各ページでは入力項目を必要な分だけに絞り、入力済みの連絡先や配送先は次のページで要約表示され、必要に応じて「変更」から修正できます。注文サマリーは常に画面の横に表示され、金額やクーポンコードの入力欄を確認しながら進められます。支払い画面では「すべての取引は安全で、暗号化されています」と明記され、3Dセキュアにも対応しているため、安心して注文を確定できる設計です。
ニューエラ
キャップなどを販売する「ニューエラ」のネットショップは、エクスプレス決済(かんたん決済)を画面最上部に配置しています。通常の入力フォームより先に「または」で区切って見せることで、住所やカード情報の入力を省きたい顧客が、ボタン1つですぐに会計を完了できます。
会員登録をしなくても「ゲストとして購入する」を選べるほか、ログインすれば送料無料などの会員特典を受けられます。支払い方法はクレジットカードや楽天ペイ、あと払いのペイディ、代金引換など幅広く揃えています。クレジットカード決済は本人認証の3Dセキュアに対応しているため、第三者による不正利用を防ぎながら決済を進められます。
まとめ
決済画面は、顧客が購入を完了するかどうかを決める最後の段階です。手続きをシンプルにし、エクスプレス決済や多様な支払い方法、安心感を伝える工夫を重ねることで、カゴ落ちを防ぎ、購入完了率を高められます。

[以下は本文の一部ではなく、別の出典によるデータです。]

PR #2067, opened 2025-06-03
Add GroupUpdated message for members added to group

rygine:
Closes https://github.com/xmtp/libxmtp/issues/1784

### Group Join Behavior Matrix

| Scenario                                                      | Should Send Group Update? |
|---------------------------------------------------------------|---------------------------|
| New Inbox                                                     | Yes                         |
| Active Installations                                          | Yes                      |
| New Installations while you're in the group (no history sync) | Yes                        |
| New Installations while you're in the group (with history sync) | Yes but should be improved in the future                      |
| New Group but a duplicate DM                                  | Yes but thread should only show 1  |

こうした仕組みをスムーズに導入したい場合は、ECプラットフォームのShopify(ショッピファイ)も選択肢のひとつです。ワンページチェックアウトやエクスプレス決済を標準で備え、集客から決済までを一括で管理できます。無料体験も実施していますので、ぜひ一度お試しください。
決済画面のデザインに関するよくある質問
優れた決済画面のUIデザインとは?
顧客が迷わず安心して購入できることを第一に考えたデザインです。入力項目を必要最小限にしぼり、注文内容や送料、合計金額を確認しやすくすることが重要です。あわせて、利用できる決済方法やセキュリティ情報をわかりやすく示すこともポイントです。1ページで完結する設計は有効ですが、複数ページ型でも各ステップが明確で入力負担が少なければ問題ありません。
決済画面とカートの違いは?
カートで「何を買うか」を決め、決済画面で「実際に購入する」という違いがあります。カートは購入予定の商品と金額を確認する画面、決済画面は配送先や支払い情報を入力して注文を確定する画面です。
スマホの決済画面で気をつけることは?
スマホの決済画面では、入力の手間をできるだけ減らすことが重要です。ゲスト購入、住所の自動入力、Shop Payなどのエクスプレス決済を用意し、少ない操作で支払いまで進めるようにしましょう。ボタンや入力欄は指で押しやすい大きさにし、入力エラーもその場でわかるようにすることが大切です。